PR #334, opened 2021-05-30
CI: check for broken links on website

strager:
Ensure all internal links on our website are working.
    
External links are not checked to avoid flakiness.

### DIFF
--- a/.github/workflows/build-website.yml
+++ b/.github/workflows/build-website.yml
@@ -11,7 +11,7 @@ jobs:
   build:
     name: website
     runs-on: ubuntu-latest
-    container: ghcr.io/quick-lint/quick-lint-js-github-builder:v1
+    container: ghcr.io/quick-lint/quick-lint-js-github-builder:v3
     env:
       QLJS_COLLECT_COPYRIGHT_NO_WARNINGS: 1
     steps:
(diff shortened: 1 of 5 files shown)


strager:
@emadflash Can you take a look at this PR and see if anything looks wrong?

.github/workflows/build-website.yml
```diff
@@ -40,6 +40,29 @@ jobs:
...
         run: cd website && zip -r ../website.zip www
 
+      - name: set up check-links
+        run: |
+          python3.7 -m venv ENV
+          ENV/bin/pip install bs4 requests
+      - name: check links (dev)
+        run: |
+          cd website/
+          yarn start localhost 9001 &
```
emadflash, line 50: why start the server inside website/ ? it should be website/public
something is wrong, its not reporting errors that way

emadflash (changes requested):

.github/workflows/build-website.yml
strager: When I develop the website, I always run `yarn start` from within website/.

The website/public/ directory contains the page sources, but doesn't contain the server entry point. The server entry point is website/run-server.mjs.

emadflash: ok got. so yarn sets the entry point. i was using `python3 -m http.server 8080` inside /website/

strager: Ah, I see why you were confused. The website's guts have been restructured since you made check-links.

● ● ● ● ● ● ●

#### [PROBLEM DETAILS]
For the word "links", count the lines of the records above that hold it and state only that count.

#### [SOLUTION BELOW]
6